What the task requires — Would you please transcribe, exactly as written, the lines of the entries below starting at the one that holds "Otherwise if you" and ending at the one that holds "(diff shortened: 1 of 3 files shown)", both included?

Material to process —
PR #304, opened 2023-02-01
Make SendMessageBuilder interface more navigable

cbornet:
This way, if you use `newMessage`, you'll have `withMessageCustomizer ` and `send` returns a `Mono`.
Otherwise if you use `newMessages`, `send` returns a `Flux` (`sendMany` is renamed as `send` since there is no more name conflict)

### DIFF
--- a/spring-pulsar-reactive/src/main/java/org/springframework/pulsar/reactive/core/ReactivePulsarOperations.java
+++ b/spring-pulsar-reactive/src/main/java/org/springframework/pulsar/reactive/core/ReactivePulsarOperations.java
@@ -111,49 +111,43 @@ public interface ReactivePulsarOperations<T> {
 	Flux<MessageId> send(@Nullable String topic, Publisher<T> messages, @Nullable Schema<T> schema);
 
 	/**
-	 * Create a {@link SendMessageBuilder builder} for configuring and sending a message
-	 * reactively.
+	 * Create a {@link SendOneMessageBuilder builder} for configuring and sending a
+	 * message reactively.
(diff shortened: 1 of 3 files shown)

* * *

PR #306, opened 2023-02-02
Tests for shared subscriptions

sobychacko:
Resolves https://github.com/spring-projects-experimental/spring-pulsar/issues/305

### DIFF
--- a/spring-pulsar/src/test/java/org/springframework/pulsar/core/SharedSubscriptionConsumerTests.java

--

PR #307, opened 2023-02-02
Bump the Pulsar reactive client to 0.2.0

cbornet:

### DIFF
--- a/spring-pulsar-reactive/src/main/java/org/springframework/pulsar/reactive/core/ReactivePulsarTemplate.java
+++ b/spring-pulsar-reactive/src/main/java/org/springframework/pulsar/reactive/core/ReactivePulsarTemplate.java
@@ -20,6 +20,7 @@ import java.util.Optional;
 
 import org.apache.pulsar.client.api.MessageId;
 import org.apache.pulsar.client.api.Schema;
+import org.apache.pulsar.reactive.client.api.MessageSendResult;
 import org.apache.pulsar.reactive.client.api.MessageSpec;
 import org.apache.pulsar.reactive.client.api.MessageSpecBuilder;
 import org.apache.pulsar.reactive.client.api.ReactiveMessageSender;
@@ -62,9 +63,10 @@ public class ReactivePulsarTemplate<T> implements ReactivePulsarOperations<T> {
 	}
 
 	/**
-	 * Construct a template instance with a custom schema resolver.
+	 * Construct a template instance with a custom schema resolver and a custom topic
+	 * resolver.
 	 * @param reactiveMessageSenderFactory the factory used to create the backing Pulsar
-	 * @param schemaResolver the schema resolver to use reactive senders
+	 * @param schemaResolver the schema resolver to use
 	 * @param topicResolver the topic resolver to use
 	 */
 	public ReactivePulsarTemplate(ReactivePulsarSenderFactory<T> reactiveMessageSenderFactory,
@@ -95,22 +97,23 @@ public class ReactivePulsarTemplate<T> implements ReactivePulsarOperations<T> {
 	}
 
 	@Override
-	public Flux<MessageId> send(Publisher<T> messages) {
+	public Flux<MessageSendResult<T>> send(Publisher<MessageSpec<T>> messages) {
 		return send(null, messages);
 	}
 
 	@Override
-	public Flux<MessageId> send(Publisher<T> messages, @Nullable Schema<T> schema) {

Solution to this problem —
Otherwise if you use `newMessages`, `send` returns a `Flux` (`sendMany` is renamed as `send` since there is no more name conflict)

### DIFF
--- a/spring-pulsar-reactive/src/main/java/org/springframework/pulsar/reactive/core/ReactivePulsarOperations.java
+++ b/spring-pulsar-reactive/src/main/java/org/springframework/pulsar/reactive/core/ReactivePulsarOperations.java
@@ -111,49 +111,43 @@ public interface ReactivePulsarOperations<T> {
 	Flux<MessageId> send(@Nullable String topic, Publisher<T> messages, @Nullable Schema<T> schema);
 
 	/**
-	 * Create a {@link SendMessageBuilder builder} for configuring and sending a message
-	 * reactively.
+	 * Create a {@link SendOneMessageBuilder builder} for configuring and sending a
+	 * message reactively.
(diff shortened: 1 of 3 files shown)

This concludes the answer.